Auteur:Fernandez de l'Académie Française Dominique [Fernandez, Dominique]
La langue: fra
Format: epub
Éditeur: Grasset
Publié: 2022-11-16T08:18:45+00:00


Ces pages respirent une fraîcheur et une spontanéité faciles mais charmantes, qui font un nuancé et beau roman malgré le sujet obligé. Chacun des enfants réagit selon sa condition sociale et sa maturité intellectuelle. Le port et les rues d’Odessa, le fameux escalier et la statue du duc de Richelieu qui le domine, de ce Français nommé par Alexandre Ier gouverneur d’Odessa et refondateur de la cité de 1803 à 1814, les boutiques, les kiosques et les entrepôts, les quartiers riches et les quartiers pauvres, fournissent à leurs jeux et à leurs aventures, à leurs peurs et à leurs fanfaronnades, un décor évoqué avec une précision qui ne pèse pas.

En 1937, un livre de souvenirs (Le Puits sacré, trad.

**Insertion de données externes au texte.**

PR #1987, opened 2022-12-09
ci: output linkcheck information

agoose77:
This PR invokes the Sphinx `linkcheck` builder to ensure our links in the docs are up to date. It does _not_ test GitHub links, because many of these are generated by our documentation generator, and `linkcheck` doesn't play nicely with the SPA anchors. So, for now, it's only external links and internal documents that are checked.

This runs in series with the actual build. I'm not sure whether it would be better to have this run periodically, instead. Broken links are shown in the `Files changed` tab as "checks" overlayed onto the files.

I also removed references to Doxygen within the `ak.operations` docstrings. This is not something that high-level users need to be aware of, and it makes their docstrings less readable.


jpivarski (approved):
Seeing the "`en/latest`" → "`doc/main`" fix, I did a grep of the state of the repo in this branch and found a few more places to fix it:

* `README.md`: more instances than the one your found
* `.github/ISSUE_TEMPLATE/feature-request.yml`
* `.github/ISSUE_TEMPLATE/documentation.yml`

Those templates can be reconsidered, too. I prefer a very minimal use of issue templates because if someone is faced with 20 boxes to fill in, they'll be more likely to give up.

The `feature-request.yml` template has a list of where to find help, to minimize cases of users submitting feature requests when the feature exists in a different form than they expected. This lists three documentation sites (tutorials, Python docstrings, C++ doxygen) because the first two weren't as well integrated as they are now and the third was more important in the past. These three bullets can be reduced to one.

The `documentation.yml` template makes people actually say what form of documentation they're asking to have improved, in part so that they are aware of all the places to look, but also so that we understand what they're asking to change. Nowadays, this is the documentation website (singular), GitHub README.md, CONTRIBUTING.md (that's documentation, too!), Python docstrings, and well, maybe also C++ doxygen comments.

I went ahead and did the above edits, since I was being so prescriptive, anyway.

I also checked for references to the website that include "`scikit-hep/awkward-1.0`" and there are a lot of them, mostly because they're in LICENSE comments at the top of each file and embedded within SVG images. There's too many of them to add to this PR, and it's super-low priority because GitHub redirects.

There's nothing that needs to be done here; this PR can be merged. I'll let you do it, to counter-review my changes.

agoose77:
> Those templates can be reconsidered, too. I prefer a very minimal use of issue templates because if someone is faced with 20 boxes to fill in, they'll be more likely to give up.

I agree, actually, despite pushing for more granular templates early on.

PR #1990, opened 2022-12-09
ci: move to Pages for docs

agoose77:


jpivarski (approved):
We've been talking about this at length on Slack, and I heartily approve!

In fact, since we can invent our own version tags, let's keep the latest as "`main`", since that's the name of the git branch. The other version tags would be "`2.0`", "`2.1`", ... and those can be literal git branch names, too. Then the explanation of what each documentation set represents can be "the state of the code at the head of branch X". Some people do git-clone Awkward to test things against `main` (a higher proportion than NumPy) and it would be good to clear up the ambiguity of whether "latest" means the latest release or the state of the code in GitHub.

As we discussed, this goes under "`doc`" (NumPy does not have an "s"), so

  * `awkward-array.org/` → non-permanent redirect to `awkward-array.org/doc/main`
  * `awkward-array.org/doc`: space for future version list; we don't need to populate it now (can be 404)
  * `awkward-array.org/doc/main`: generated from the `main` branch, triggered by pushes to `main`
  * `awkward-array.org/doc/2.0`: space for a copy of the documentation that is somehow generated from the `2.0` branch; whether that involves any stored tarballs is an open question. We don't need to populate it now (can be 404)
  * `awkward-array.org/doc/2.1`: etc.

PR #1996, opened 2022-12-12
fix: add `Record.copy`

### LINKED ISSUE #1995: ak.record.Record does not have a `copy` method
It should have one for consistency with the ak.contents.Content subclasses, even though it can't be duck-typed with them (ak.record.Record doesn't have any of the arguments that ak.contents.Content have, and vice-versa).

agoose77:
I haven't added any tests, because we probably need to revisit our `copy` tests anyway (this code has been touched a reasonable amount)

### DIFF
--- a/src/awkward/contents/content.py
+++ b/src/awkward/contents/content.py
@@ -1223,3 +1223,6 @@ class Content:
 
     def _fill_none(self, value: Content) -> Content:
         raise ak._errors.wrap_error(NotImplementedError)
+
+    def copy(self) -> Self:
+        raise ak._errors.wrap_error(NotImplementedError)
--- a/src/awkward/record.py
+++ b/src/awkward/record.py
@@ -5,6 +5,7 @@ import copy
 from collections.abc import Iterable
 
 import awkward as ak
+from awkward._util import unset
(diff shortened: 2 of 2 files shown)


jpivarski:
I guess I should have been clearer in the issue. (I wrote it quickly, while trying to not lose track of something else.)

The `Content` subclass's `copy` methods take all the same arguments as the corresponding `__init__`, but with `unset` as the default. They construct a new (shallow copy) instance with only the not-`unset` arguments replaced.

Maybe a better name would have been "copy except for..." but it's already past 2.0.0 and now [it's being used in fastjet](https://github.com/scikit-hep/fastjet/pull/156).

The `Content.copy` doesn't have a top-level protocol because each subclass has a different set of arguments.

agoose77:
@jpivarski yes, right - this wasn't supposed to be up for review yet ... too many PRs open at once :laughing:

ioanaif (approved):
This follows the implementation in `contents` so it looks correct.  However, I am not aware of the `issue` Jim mentions.

agoose77:
Ah good point, I should link that here.

PR #2007, opened 2022-12-14
docs: redirect paths for user-guide

agoose77:
Google et al. still cache links to `awkward-array.org` from its Netlify days. We need to redirect these on GitHub Pages.

This isn't done for AWS, but we can just generate those redirects once and PUT them into the root.


jpivarski (approved):
Approved! (We talked about the motivation for this earlier.)

PR #2011, opened 2022-12-15
docs: remove mention of numexpr

agoose77:
Numexpr support is not public yet, so we hide it for now.

Also, cleanup JAX documentation string.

Lily Denis, Gallimard, « Littératures soviétiques », 1970) évoque sa vie de famille, ses enfants, la Géorgie, Tbilissi, « cette capitale tapissière », Mandelstam, ainsi qu’un long voyage en Amérique, où, d’abord effaré de voir une interminable, luxueuse limousine conduite par un chauffeur en casquette véhiculer un costume – accroché à un cintre, sans personne dedans – qu’il aide à s’extraire de la voiture pour le livrer au majordome en casquette d’un hôtel particulier, il apprend à aimer un pays où dans la pénombre d’un cinéma des garçons et des filles pleurent le sort de deux jeunes amoureux de West Side, le rêve brisé d’un Roméo blanc et d’une Juliette noire. « J’ai compris la tragédie d’un grand État [l’URSS] qui a choisi la voie romaine, non la voie athénienne », c’est-à-dire le régime des coupoles, ces couvercles qui étouffent et éteignent.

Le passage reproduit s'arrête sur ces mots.